17 janvier 1992 : Plus de 500 militants du FIS dont des élus sont arrêtés par les services de sécurité.

18 janvier 1992 : Rappel de l’ambassadeur d’Algérie en Iran suite aux vives critiques du gouvernement iranien au lendemain du coup d’Etat des généraux d’Alger.

19 janvier 1992 : Les 188 élus du FIS lancent un appel à l’opinion publique nationale et internationale pour un retour à la légalité constitutionnelle. Un militaire tué et deux gendarmes blessés selon la presse à 20 Kms d’Alger.

21 janvier 1992 : Un gendarme tué à Lakhdaria (Bouira).

22 janvier 1992 : Arrestation d’Abdelkader Hachani, président du bureau provisoire du FIS pour avoir diffusé un communiqué appelant l’armée à respecter le verdict du suffrage universel.

23 janvier 1992 : Arrestation de huit journalistes du quotidien El Khabar suite à la publication d’un encart publicitaire d’Abdelkader Hachani appelant l’armée à respecter le verdict du suffrage universel.

24 janvier 1992 : Affrontements sanglants à la sortie des mosquées, après la grande prière du vendredi, sur pratiquement tout le territoire national. L’armée tire sur la foule : 30 morts sont dénombrés.

25 janvier 1992 : Quatre journalistes espagnols sont arrêtés puis expulsés pour avoir interviewé des islamistes. Poursuite des arrestations nocturnes de militants et sympathisants du courant islamique.

28 janvier 1992 : Arrestation de Rabah Kebir, membre de la direction politique du FIS, pour “incitation à la rébellion contre l’autorité”. Arrestation d’un certain Tayeb El Afghani, responsable présumé de l’attaque de la caserne de Guemmar.

29 janvier 1992 : Manifestation de citoyens dans le quartier de Bachdjarah (Alger) pour protester contre la répression. L’armée tire sur la foule : un mort.

31 janvier 1992 : Deuxième vendredi consécutif d’affrontements à la sortie des mosquées. Des morts et des blessés sont encore une fois à déplorer. On parle de plus en plus de constitution de maquis.

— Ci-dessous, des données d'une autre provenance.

PR #10051, opened 2025-12-27
fix: track deleted accounts across transactions for zombie recreation

AnkushinDaniil:
Fixes Closes Resolves #

 ## Changes

  - Add `_deletedThisBlock` HashSet to track accounts deleted during block processing
  - Modify `CreateEmptyAccountIfDeletedOrNew` to check block-level deletions for cross-transaction zombie account recreation
  - Track deletions in commit logic: empty account cleanup, EIP-158 implicit deletion, and explicit delete operations
  - Clear deletion tracking in `ResetBlockChanges`

  ## Types of changes

  - [ ] Optimization
  - [ ] Refactoring
  - [ ] Documentation update
  - [ ] Build-related changes
  - [ ] Other: _Description_

  ## Testing

  #### Requires testing

  - [x] Yes
  - [ ] No

  - [ ] Yes
  - [x] No

  #### Notes on testing

  Tested via Arbitrum plugin tests which compare state roots against Nitro reference implementation

  ## Documentation

  - [ ] Yes
  - [x] No

  - [ ] Yes
  - [x] No

  ## Remarks

  Required for Arbitrum's pre-FixZombieAccounts behavior where zero-value transfers must recreate deleted accounts as empty "zombie" accounts. After the WorldState refactor, `CreateEmptyAccountIfDeletedOrNew` could only detect deletions within the same transaction's cache. This change enables detection of accounts deleted in earlier transactions within the same block.

### DIFF
--- a/src/Nethermind/Nethermind.State/StateProvider.cs
+++ b/src/Nethermind/Nethermind.State/StateProvider.cs
@@ -34,6 +34,9 @@ namespace Nethermind.State
         private readonly Dictionary<AddressAsKey, StackList<int>> _intraTxCache = new();
         private readonly HashSet<AddressAsKey> _committedThisRound = new();
         private readonly HashSet<AddressAsKey> _nullAccountReads = new();
+        // Tracks accounts deleted during this block
+        // Used by CreateEmptyAccountIfDeletedOrNew to detect cross-transaction deletions
+        private readonly HashSet<AddressAsKey> _deletedThisBlock = new();
         // Only guarding against hot duplicates so filter doesn't need to be too big
         // Note:
         // False negatives are fine as they will just result in a overwrite set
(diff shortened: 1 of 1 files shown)


src/Nethermind/Nethermind.State/StateProvider.cs
```diff
@@ -448,12 +451,30 @@ public void CreateEmptyAccountIfDeletedOrNew(Address address)
...
+            if (!_deletedThisBlock.Contains(address)) return;
+            {
+                // Account was deleted earlier in this block
+                _needsStateRootUpdate = true;
+                if (_logger.IsTrace) TraceBlockLevel(address);
+
+                Account account = Account.TotallyEmpty;
+                StackList<int> stack = SetupCache(address);
+                PushRecreateEmpty(address, account, stack);
+            }
```
LukaszRozmej, line 468: This looks weird - like it belongs to the `if` but it does in fact is in else

LukaszRozmej (approved):

PR #10058, opened 2025-12-28
fix: remove dead code in BlockchainTestBase static constructor

PivasDesant:
Remove useless null check for _logManager. The field is already initialized as readonly, so the ??= operator never runs. Looks like leftover code.


flcl42:
Thanks! It's hard to count such pr as a contribution significant enough to be merged though

PR #10604, opened 2026-02-21
fix(txpool): fix stale pending transaction snapshot after head update

bobtajson:
## Changes

- Mark `_transactionSnapshot` and `_blobTransactionSnapshot` fields as `volatile` so lock-free readers (`GetPendingTransactions`, `AddPeer`) always observe null-writes performed by other threads
 - Move snapshot clearing in `ProcessNewHeadLoop` from the end of the `try` block into the `finally` block, immediately before `ExitWriteLock()`

- [ ] Optimization
- [ ] Refactoring
- [ ] Documentation update
- [ ] Build-related changes
- [ ] Other: _Description_


src/Nethermind/Nethermind.TxPool/TxPool.cs
```diff
@@ -315,6 +311,12 @@ private async Task ProcessNewHeadLoop()
                     }
                     finally
                     {
+                        // Snapshot must be cleared inside the write lock so readers cannot
```
dipkakwani, line 314: Can you please add new regression test, since this issue was not caught by our existing tests? Maybe one simple test to check the contents of `GetPendingTransactions` after a head change and, if possible, another one for multiple concurrent `GetPendingTransactions` during head processing?

src/Nethermind/Nethermind.TxPool/TxPool.cs
```diff
@@ -315,6 +311,12 @@ private async Task ProcessNewHeadLoop()
...
+                        // regenerate it from a partially-updated _transactions collection.
+                        // Placed in finally to guarantee clearing even if an exception occurs
+                        // mid-update (otherwise readers could see a stale snapshot).
+                        _transactionSnapshot = null;
```
dipkakwani, line 318: We might also need to change the logging here to ensure it does not throw Null Reference Exception due to the new volatile type? https://github.com/NethermindEth/nethermind/blob/9a27f7adcd002e23940ef7da878e81968968ceee/src/Nethermind/Nethermind.TxPool/TxPool.cs#L465

dipkakwani (changes requested):

src/Nethermind/Nethermind.TxPool.Test/TxPoolTests.cs
```diff
@@ -2467,6 +2467,101 @@ public async Task should_bring_back_reorganized_txs()
...
+                Volatile.Write(ref stopReading, true);
+                await Task.WhenAll(readers);
+
+                // After head processing completes, snapshot must be up-to-date
+                Transaction[] snapshot = _txPool.GetPendingTransactions();
+                snapshot.Length.Should().Be(1);
+                snapshot.Should().Contain(t => t.Hash == txB.Hash);
+                snapshot.Should().NotContain(t => t.Hash == txA.Hash);
+
+                // Re-create test state for the next attempt
```
dipkakwani, line 2461: Need to dispose the txpool before the next iteration:
```
await _txPool.DisposeAsync();
```

dipkakwani (approved):
LGTM now. Also verified that the newly added concurrent test fail with the current master branch and pass with the fix.

src/Nethermind/Nethermind.TxPool.Test/TxPoolTests.cs
bobtajson: > Need to dispose the txpool before the next iteration:
> 
> ```
> await _txPool.DisposeAsync();
> ```

Thank you, done

dipkakwani (approved):

newmanifold:
@claude review

LukaszRozmej (approved):

benaadams (approved):

LukaszRozmej:
please solve merge conflict

LukaszRozmej:
@claude review

LukaszRozmej:
@claude re-review

benaadams (approved):

PR #10610, opened 2026-02-22
#10503: no-alloc packet type writing

alexb5dh:
For #10503:
- Support for long/ulong RLP encoding to pre-allocated buffer
- More RLP long/ulong test cases
- Use no-alloc version for writing packet type during serialization

### DIFF
--- a/src/Nethermind/Nethermind.Core.Test/RlpTests.cs
+++ b/src/Nethermind/Nethermind.Core.Test/RlpTests.cs
@@ -62,7 +62,7 @@ namespace Nethermind.Core.Test
         }
 
         [Test]
-        public void Length_of_long_same_as_uint256([ValueSource(nameof(LongValues))] long value)
+        public void Length_of_ulong_same_as_uint256([ValueSource(nameof(ULongValues))] ulong value)
         {
             Assert.That(Rlp.LengthOf(value), Is.EqualTo(Rlp.LengthOf((UInt256)value)));
         }


src/Nethermind/Nethermind.Serialization.Rlp/Rlp.cs
```diff
@@ -403,6 +403,48 @@ public static Rlp Encode(int value)
...
+                case < 0x1_0000_0000_0000:
+                    buffer[0] = 134; buffer[1] = (byte)(value >> 40); buffer[2] = (byte)(value >> 32); buffer[3] = (byte)(value >> 24); buffer[4] = (byte)(value >> 16); buffer[5] = (byte)(value >> 8); buffer[6] = (byte)value;
+                    return buffer[..7];
+                case < 0x100_0000_0000_0000:
+                    buffer[0] = 135; buffer[1] = (byte)(value >> 48); buffer[2] = (byte)(value >> 40); buffer[3] = (byte)(value >> 32); buffer[4] = (byte)(value >> 24); buffer[5] = (byte)(value >> 16); buffer[6] = (byte)(value >> 8); buffer[7] = (byte)value;
+                    return buffer[..8];
+                default:
+                    buffer[0] = 136; buffer[1] = (byte)(value >> 56); buffer[2] = (byte)(value >> 48); buffer[3] = (byte)(value >> 40); buffer[4] = (byte)(value >> 32); buffer[5] = (byte)(value >> 24); buffer[6] = (byte)(value >> 16); buffer[7] = (byte)(value >> 8); buffer[8] = (byte)value;
+                    return buffer[..9];
+            }
```
alexb5dh, line 448: Looks ugly, but should perform the same as non-buffered version (exluding allocation).

Alternative approach - less code, but may use a bit more CPU ops:
```csharp
public static Span<byte> Encode(ulong value, Span<byte> buffer)
{
    if (value == 0) { buffer[0] = 0x80; return buffer[..1]; }
    if (value < 0x80) { buffer[0] = (byte)value; return buffer[..1]; }

    int byteCount = 0;
    while (value > 0) { buffer[1 + byteCount++] = (byte)value; value >>= 8; }
    buffer[1..(1 + byteCount)].Reverse();
    buffer[0] = (byte)(0x80 + byteCount);
    return buffer[..(1 + byteCount)];
}
```
or even cleaner one, but always requires 9+ bytes array:
```csharp
// caller is responsible for allocating 9+ bytes array
public static int Encode(ulong value, Span<byte> buffer)
{
    int lz = BitOperations.LeadingZeroCount(value);
    int byteCount = sizeof(ulong) - lz / 8;

    if (byteCount == 0) { buffer[0] = 0x80; return 1; }
    if (value < 0x80)   { buffer[0] = (byte)value; return 1; }

    buffer[0] = (byte)(0x80 + byteCount);
    BinaryPrimitives.WriteUInt64BigEndian(buffer[1..], value << ((sizeof(ulong) - byteCount) * 8));
    return 1 + byteCount;
}
```

src/Nethermind/Nethermind.Serialization.Rlp/Rlp.cs
```diff
@@ -403,6 +403,48 @@ public static Rlp Encode(int value)
...
+        }
+
+        // caller is responsible for allocating buffer large enough (max 9 bytes)
+        public static Span<byte> Encode(long value, Span<byte> buffer) => Encode((ulong)value, buffer);
```
alexb5dh: Added tests to confirm that simply casting `long` -> `ulong` will produce the same result as old version for negative numbers (which fallbacks to `BigInteger` in this case).

benaadams (approved):

src/Nethermind/Nethermind.Serialization.Rlp/Rlp.cs
```diff
@@ -403,6 +403,48 @@ public static Rlp Encode(int value)
             _ => new(new byte[] { 136, (byte)(value >> 56), (byte)(value >> 48), (byte)(value >> 40), (byte)(value >> 32), (byte)(value >> 24), (byte)(value >> 16), (byte)(value >> 8), (byte)value }),
         };
 
+        // caller is responsible for allocating buffer large enough (max 9 bytes)
+        [SuppressMessage("ReSharper", "IntVariableOverflowInUncheckedContext")]
+        public static Span<byte> Encode(ulong value, Span<byte> buffer)
```
alexb5dh, line 408: Should I add `LengthOf` vs `buffer.Length` check? May reduce performance here - current implementation casts `ulong` to `UInt256`.

PR #10621, opened 2026-02-24
Fix XDC EIP-161

batrr:
## Problem

When transactions touch precompiles (e.g. `ecrecover` at 0x01), Nethermind persists empty precompile accounts instead of deleting them per EIP-161, causing state root mismatches with other clients.

## Root Cause

1. User tx touches ecrecover → change is batched.
2. `PayFees` calls `GetCandidateOwnerDuringProcessing(coinbase)` with `Address.SystemUser`.
3. SystemUser → `SystemTransactionProcessor` (shared `WorldState`).
4. `SystemTransactionProcessor` commits with `SystemTransactionReleaseSpec` (`IsEip158Enabled = false`).
5. Commit flushes all batched changes; empty precompile is persisted instead of deleted.

## Previous Temporary Solution

Fetch the owner **before** executing each transaction, when there are no changes from the current tx yet. 
The cached owner is used in `PayFees`, avoiding any system call during tx execution.
This is only a temporary solution that was enough to continue processing blocks on mainnet.

## New Solution

Instead of triggering a system transaction during processing, the owner is now retrieved **directly from the state**.

This removes the need to call `GetCandidateOwnerDuringProcessing` via `SystemTransactionProcessor`.


src/Nethermind/Nethermind.Xdc/XdcTransactionProcessor.cs
```diff
@@ -61,8 +61,7 @@ protected override void PayFees(
             return;
         }
 
-        Address coinbase = header.GasBeneficiary!;
-        Address owner = _masternodeVotingContract.GetCandidateOwner(this, header, coinbase);
+        Address owner = _masternodeVotingContract.GetCandidateOwner(WorldState, header.GasBeneficiary!);
 
         if (owner is null || owner == Address.Zero)
             return;
```
cicr99, line 67: There is this check in the function:
```
if (storageValue.Length != 21 || storageValue[0] != 0x01)
            throw new InvalidOperationException($"Unexpected storage value for validatorsState owner");
```
Is it possible for `isCandidate` to be true while the address is zero?
From the contract logic, I don't believe it is. If that's the case, perhaps this check after calling `GetCandidateOwner` is not actually needed, or we should throw here as well as it would be an inconsistency.

src/Nethermind/Nethermind.Xdc/Contracts/MasternodeVotingContract.cs
```diff
@@ -66,6 +66,23 @@ public Address GetCandidateOwner(ITransactionProcessor transactionProcessor, Blo
...
+        mappingKeyInput.Clear();
+        candidate.Bytes.CopyTo(mappingKeyInput.Slice(12, Address.Size));
+        mappingKeyInput[63] = ValidatorsStateSlot;
+        ValueHash256 slotHash = ValueKeccak.Compute(mappingKeyInput);
+        UInt256 slot = new(slotHash.Bytes, isBigEndian: true);
+
+        StorageCell cell = new(ContractAddress!, slot);
+        ReadOnlySpan<byte> storageValue = worldState.Get(cell);
+        if (storageValue.Length != 21 || storageValue[0] != 0x01)
+            throw new InvalidOperationException($"Unexpected storage value for validatorsState owner");
```
alexb5dh, line 82: Should we really throw here? Maybe return something like `Address.Zero` to be handled by `if` check in the caller? For example in case if candidate has resigned (`resign`) or was deleted in `voteInvalidKYC`, and maybe some other cases?

alexb5dh: Actually, I don't see XDC checking `isCandidate` at all?
https://github.com/XinFinOrg/XDPoSChain/blob/dev-upgrade/core/state/statedb.go#L1223

PR #10625, opened 2026-02-24
fix: update SetL1OriginSignature API to use byte[] and add validation

smartprogrammer93:
Closes https://github.com/taikoxyz/taiko-geth/pull/531

## Changes

- Change L1Origin.Signature from int[] to byte[]
- Add 65-byte validation in taikoAuth_setL1OriginSignature RPC method
- Update RLP encoder/decoder to handle byte[] type
- Update tests to use byte[] fixtures

## Types of changes

- [ ] Optimization
- [ ] Refactoring
- [ ] Documentation update
- [ ] Build-related changes
- [ ] Other: 

## Testing

- [x] Yes
- [ ] No

- [x] Yes
- [ ] No

## Documentation

- [ ] Yes
- [x] No

- [ ] Yes
- [x] No

### DIFF
--- a/src/Nethermind/Nethermind.Taiko/L1Origin.cs
+++ b/src/Nethermind/Nethermind.Taiko/L1Origin.cs
@@ -12,7 +12,7 @@ public class L1Origin(UInt256 blockId,
     ValueHash256 l1BlockHash,
     int[]? buildPayloadArgsId,
     bool isForcedInclusion = false,
-    int[]? signature = null)
+    byte[]? signature = null)
 {
     public UInt256 BlockId { get; set; } = blockId;
     public ValueHash256? L2BlockHash { get; set; } = l2BlockHash;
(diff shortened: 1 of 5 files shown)


src/Nethermind/Nethermind.Taiko/L1Origin.cs
```diff
@@ -22,7 +22,7 @@ public class L1Origin(UInt256 blockId,
     // Taiko uses int-like serializer (Go's default encoding for byte arrays)
     public int[]? BuildPayloadArgsId { get; set; } = buildPayloadArgsId;
     public bool IsForcedInclusion { get; set; } = isForcedInclusion;
-    public int[]? Signature { get; set; } = signature;
+    public byte[]? Signature { get; set; } = signature;
```
dipkakwani, line 25: Taiko geth still uses fixed byte array for signature https://github.com/taikoxyz/taiko-geth/blob/3c2eee10ddf0749de9dee3636fb8f9fceca3ecfe/core/rawdb/taiko_l1_origin.go#L47
So modifying the type here could cause some serialization issue?
Taiko-geth's `[65]byte` is serialized to int-array (Go's default encoding, mentioned in the comment above), which is why we had it as int[] instead of byte[] here.

So after this change, NMC will return all signature in L1Origin as hex string, while taiko-geth will continue to return it as int array? Not sure why exactly the integration test pass, and if we now have some special handling for both types.

jmadibekov: @dipkakwani yes, taiko team did update the signature's API to hex in https://github.com/taikoxyz/taiko-geth/pull/531 but forgot to override this default encoding in the struct that is used by gencodec. 

Hence the integration tests are failing here. The fix needs to be on the taiko-geth, I'm working on it right now.

PR #10628, opened 2026-02-24
fix: warmup transactions bypass SystemTransactionProcessor due to Warmup flag

kamilchodola:
## Changes

Fixes a performance regression introduced by #10267 where the pre-warmer executes transactions through the **full heavy `Execute()` path** instead of the lightweight `SystemTransactionProcessor` path.

### Root Cause

PR #10267 added a `Warmup = 8` flag to `ExecutionOptions` and changed the warmup call from:
```
opts = SkipValidation           // value 4
```
to:
```
opts = Warmup | SkipValidation  // value 12
```

The routing logic in `ExecuteCore` used an **equality check**:
```csharp
if (tx.IsSystem() || opts == ExecutionOptions.SkipValidation)  // 12 != 4 → false
```

This broke the routing: warmup transactions no longer matched and fell through to the full `Execute()` path, which performs:
- **BuyGas** — reads/writes sender balance for gas reservation
- **IncrementNonce** — increments sender nonce in state
- **PayFees** — distributes gas fees to beneficiary
- **PayRefund** — refunds unused gas to sender
- **PayValue** — transfers transaction value

The `SystemTransactionProcessor` overrides all of these as **no-ops**, making it ~significantly~ cheaper for warmup/system transactions.

The same pattern existed in `SystemTransactionProcessor.Execute` where `opts != ExecutionOptions.SkipValidation` was used to decide whether to add the `OriginalValidate` flag. With the Warmup bit set, this comparison also broke, causing incorrect flag propagation.

### Fix

Mask out the `Warmup` flag before comparing `ExecutionOptions`:

**`TransactionProcessor.cs` (ExecuteCore):**
```csharp
// Before (broken):
if (tx.IsSystem() || opts == ExecutionOptions.SkipValidation)
// After (fixed):
if (tx.IsSystem() || (opts & ~ExecutionOptions.Warmup) == ExecutionOptions.SkipValidation)
```

**`SystemTransactionProcessor.cs` (Execute):**
```csharp
// Before (broken):
return base.Execute(tx, tracer, (opts != ExecutionOptions.SkipValidation && ...)
// After (fixed):
ExecutionOptions coreOpts = opts & ~ExecutionOptions.Warmup;
return base.Execute(tx, tracer, (coreOpts != ExecutionOptions.SkipValidation && ...)
```

### Impact

During block processing, the pre-warmer runs transactions ahead of the main thread to warm state caches. Without this fix, every warmup transaction performs unnecessary state mutations (gas accounting, nonce increment, fee distribution) that:
1. **Waste CPU** on operations that will be discarded
2. **Create unnecessary state writes** in the warmer thread
3. **Defeat the purpose** of using `SystemTransactionProcessor` for lightweight execution

On benchmarks running 10k+ sequential blocks, this compounds into a measurable performance regression.

## Type of change

## Testing

Added 3 regression tests to `TransactionProcessorTests`:
- `Warmup_does_not_update_SpentGas` — verifies warmup doesn't write to `tx.SpentGas`
- `Warmup_does_not_modify_sender_nonce` — verifies warmup doesn't increment sender nonce
- `Warmup_does_not_deduct_sender_balance` — verifies warmup doesn't deduct gas/value from sender

All 6 test runs pass (3 tests × 2 EIP-155 fixture variants).


benaadams (approved):

src/Nethermind/Nethermind.Evm/TransactionProcessing/TransactionProcessor.cs
```diff
@@ -165,7 +165,7 @@ public virtual TransactionResult Warmup(Transaction transaction, ITxTracer txTra
         private TransactionResult ExecuteCore(Transaction tx, ITxTracer tracer, ExecutionOptions opts)
         {
             if (Logger.IsTrace) Logger.Trace($"Executing tx {tx.Hash}");
-            if (tx.IsSystem() || opts == ExecutionOptions.SkipValidation)
+            if (tx.IsSystem() || (opts & ~ExecutionOptions.Warmup) == ExecutionOptions.SkipValidation)
```
LukaszRozmej:
```suggestion
            if (tx.IsSystem() || (opts & ExecutionOptions.SkipValidation) == ExecutionOptions.SkipValidation)
```

LukaszRozmej (commented):
Shouldn't we check `ExecutionOptions.SkipValidation` as a flag? (Can use `HasFlag` or `&` -whatever)

src/Nethermind/Nethermind.Evm/TransactionProcessing/SystemTransactionProcessor.cs
```diff
@@ -42,7 +42,8 @@ protected override TransactionResult Execute(Transaction tx, ITxTracer tracer, E
             WorldState.CreateAccountIfNotExists(Address.SystemUser, UInt256.Zero, UInt256.Zero);
         }
 
-        return base.Execute(tx, tracer, (opts != ExecutionOptions.SkipValidation && !opts.HasFlag(ExecutionOptions.SkipValidationAndCommit))
+        ExecutionOptions coreOpts = opts & ~ExecutionOptions.Warmup;
+        return base.Execute(tx, tracer, (coreOpts != ExecutionOptions.SkipValidation && !coreOpts.HasFlag(ExecutionOptions.SkipValidationAndCommit))
```
LukaszRozmej:
```suggestion
        return base.Execute(tx, tracer, ((coreOpts & ExecutionOptions.SkipValidation) != ExecutionOptions.SkipValidation && !coreOpts.HasFlag(ExecutionOptions.SkipValidationAndCommit))
```

src/Nethermind/Nethermind.Evm/TransactionProcessing/TransactionProcessor.cs
smartprogrammer93: according to claude:

> CommitAndRestore = Commit | Restore | SkipValidation = 7. With HasFlag(SkipValidation): (7 & 4) == 4 → TRUE → routes CallAndRestore to SystemTransactionProcessor.

which is not a desired outcome. same with 

> SkipValidationAndCommit = 5. (5 & 4) == 4 → TRUE → routes Trace() to SystemTransactionProcessor. Also a behavioral change.

smartprogrammer93:
## Benchmarks Against `master`

| Method                      | Master   | Fix      | Change        |
|----------------------------|----------|----------|--------------|
| Warmup_SimpleTx            | 3,239 ns | 1,009 ns | -69% faster  |
| Warmup_AccessListTx        | 3,435 ns | 1,154 ns | -66% faster  |
| Warmup_Eip1559Tx           | 3,128 ns | 1,043 ns | -67% faster  |
| Warmup_ContractCall        | 3,265 ns | 994 ns   | -70% faster  |
| CallAndRestore_SimpleTx    | 3,186 ns | 3,000 ns | -6% (noise)  |
| CallAndRestore_ContractCall| 3,390 ns | 3,166 ns | -7% (noise)  |

---

## Allocations

| Method               | Master  | Fix     | Change |
|----------------------|---------|---------|--------|
| Warmup_SimpleTx      | 4.95 KB | 1.73 KB | -65%   |
| Warmup_AccessListTx  | 5.04 KB | 1.81 KB | -64%   |
| Warmup_Eip1559Tx     | 4.95 KB | 1.74 KB | -65%   |
| Warmup_ContractCall  | 4.59 KB | 1.48 KB | -68%   |

---

## Detailed Fix Stats

| Method               | Mean     | Error   | StdDev   | Min     | Max     | Median  | P90      | P95      |
|----------------------|----------|---------|----------|---------|---------|---------|----------|----------|
| Warmup_SimpleTx      | 1,009 ns | 66.6 ns | 99.7 ns  | 892 ns  | 1,204 ns| 965 ns  | 1,152 ns | 1,185 ns |
| Warmup_AccessListTx  | 1,154 ns | 31.1 ns | 44.6 ns  | 1,070 ns| 1,251 ns| 1,158 ns| 1,208 ns | 1,226 ns |
| Warmup_Eip1559Tx     | 1,043 ns | 90.6 ns | 127.0 ns | 925 ns  | 1,296 ns| 972 ns  | 1,241 ns | 1,256 ns |
| Warmup_ContractCall  | 994 ns   | 73.3 ns | 105.2 ns | 884 ns  | 1,231 ns| 989 ns  | 1,132 ns | 1,196 ns |

asdacap (approved):

kamilchodola:
@claude This PR brings significant performance imporvement but it also increased the "Get" RocksDb method OwnTime per dottrace by 25k ms - making it not super optimal solution - any ideas how to make it even better?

01 Février 1992 : Dans un rapport concernant la situation des droits de l’homme en Algérie, Human Rights Watch :

– condamne le coup d’Etat survenu le 11 janvier 1992.
– dénonce les arrestations des militants islamistes et de vingt et un journalistes.
– exige la levée de l’état d’urgence et la poursuite du processus démocratique.
– exige la libération des responsables du FIS et plus particulièrement Abdelkader Hachani et Rabah Kebir.

4 février 1992 : Le FIS réclame la levée des mesures restrictives contre les mosquées et la libération de ses dirigeants. Il appelle la communauté internationale à boycotter le HCE.

5 février 1992 : Nombreux mouvements de protestation dans les universités algériennes pour dénoncer le coup d’Etat du 11 janvier.

7 février 1992 : Poursuite des manifestations à travers le territoire national contre le coup d’Etat. De nombreux morts sont signalés selon des sources hospitalières. Des centaines de jeunes seraient passés dans la clandestinité ou rejoint les maquis pour échapper aux arrestations massives et à la déportation dans les camps de concentration du Sud. Les autorités annoncent l’ouverture de 7 centres de détention (camps de concentration) dans le sud algérien.

4 au 8 février 1992 : Soulèvement populaire dans le quartier de Bouakal à Batna. L’armée encercle les cités et ouvre le feu en donnant les blindés : 52 morts dont sept enfants.

8 février 1992 : Arrestation de l’imam Moghni, député du FIS à Bab El Oued (Alger)..

9 février 1992 : Instauration de l’Etat d’urgence

J’ai été arrêté puis déporté vers le camp de concentration de Reggane où j’ai passé six longs mois puis cinq mois à Tibeghamine puis à Tassabit et enfin, à l’hôpital d’Adrar. Et la suite sera dure dure dure.. Elle se termine par l’exil en France puis le retour vers l’enfer en Algérie où je continue à murir comme une figue de chez nous.